Em outras palavras, se as pessoas acreditam que seus deuses sempre sabem o que estão fazendo e estão dispostos a punir os transgressores, elas tenderão a se comportar melhor e esperar que os outros também o façam.

Essa crença em uma fonte externa de justiça, no entanto, não é exclusiva da religião. A confiança no estado de direito, na forma de um Estado eficiente, de um sistema judicial justo ou de uma força policial confiável, também é um indicador de comportamento moral.

E, de fato, quando o império da lei é forte, a crença religiosa diminui, e o mesmo ocorre com a desconfiança contra os ateus.

A coevolução de Deus e da sociedade

A evidência científica sugere que os humanos - e até mesmo nossos primos primatas — têm predisposições morais inatas, que muitas vezes são expressas em filosofias religiosas. Ou seja, a religião é um reflexo e não a causa dessas predisposições.

Mas a razão pela qual a religião teve tanto sucesso no curso da história humana é precisamente sua capacidade de capitalizar essas intuições morais.

O registro histórico mostra que os seres sobrenaturais nem sempre foram associados à moralidade. Os deuses gregos antigos não estavam interessados na conduta ética das pessoas. Muito parecido com as várias divindades locais adoradas entre muitos caçadores-coletores modernos, eles se preocupavam em receber rituais e ofertas, mas não se as pessoas mentiam umas para as outras ou traíam seus cônjuges.
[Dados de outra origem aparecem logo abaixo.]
PR #806, opened 2022-01-07
Split monolithic src/read.c into .h and .c files

y-guyon:
I find 4000-line-long read.c difficult to navigate. I would prefer to split it into several .h/.c for easier struct definition side-by-side lookup and per-theme function grouping.
Unfortunately git/Github is not file-splitting-friendly, but this change only adds header guards into the .h files. Everything else is branched from read.c, in order.


wantehchang:
Yannis: Thank you for writing this pull request. I am torn about this PR. On the one hand, I probably would also use smaller files if I wrote this from scratch. On the other hand, libavif is already fully functional, so it seems a little late to restructure the read.c file like this.

I admit I am biased because I am already familiar with the current file structure. Also, I use a source code browser such as Code Search when I analyze code, so long files are not a problem (unless they are too long to load quickly in a Web browser).

If we decide to split read.c like this, it would be better to do it gradually, one foo.{h,c} pair at a time. That will make code review easier.

joedrago:
I echo Wan-Teh's sentiment that smaller files probably would have been better if done over time, but at this point, splitting this would do more harm than good, IMO. I've locally pulled down your branch and tried to do some fairly tame "blames" to discern history on various lines, and it is significantly harder to pin down, and would require people knowing that `read.c` was the home for the first 3 years of all read code in order to find commits.

We can make an effort in future larger-scale features to split them out, but I think we should leave `read.c` alone for now.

Conforme o psicólogo Ara Norenzayan, a crença em deuses moralmente investidos desenvolveu-se como uma solução para o problema da cooperação em grande escala.

As primeiras sociedades eram pequenas o suficiente para que seus membros pudessem confiar na reputação das pessoas para decidir com quem se associar. Mas assim que nossos ancestrais se voltaram para assentamentos permanentes e o tamanho do grupo aumentou, as interações cotidianas ocorreram cada vez mais entre estranhos. Como as pessoas saberiam em quem confiar?

A religião forneceu uma resposta introduzindo crenças sobre deuses oniscientes e onipotentes que punem as transgressões morais. À medida que as sociedades humanas cresciam, também crescia a ocorrência de tais crenças. E na ausência de instituições seculares eficientes, o temor a Deus era crucial para estabelecer e manter a ordem social.

Nessas sociedades, a crença sincera em um observador sobrenatural que pune era a melhor garantia de comportamento moral, fornecendo um sinal público de conformidade com as normas sociais.

Hoje temos outras formas de policiar a moralidade, mas essa herança evolutiva ainda está conosco. Embora as estatísticas mostrem que os ateus cometem menos crimes do que a média, o preconceito generalizado contra eles, como destacado por nosso estudo, reflete intuições que foram forjadas ao longo dos séculos e podem ser difíceis de superar.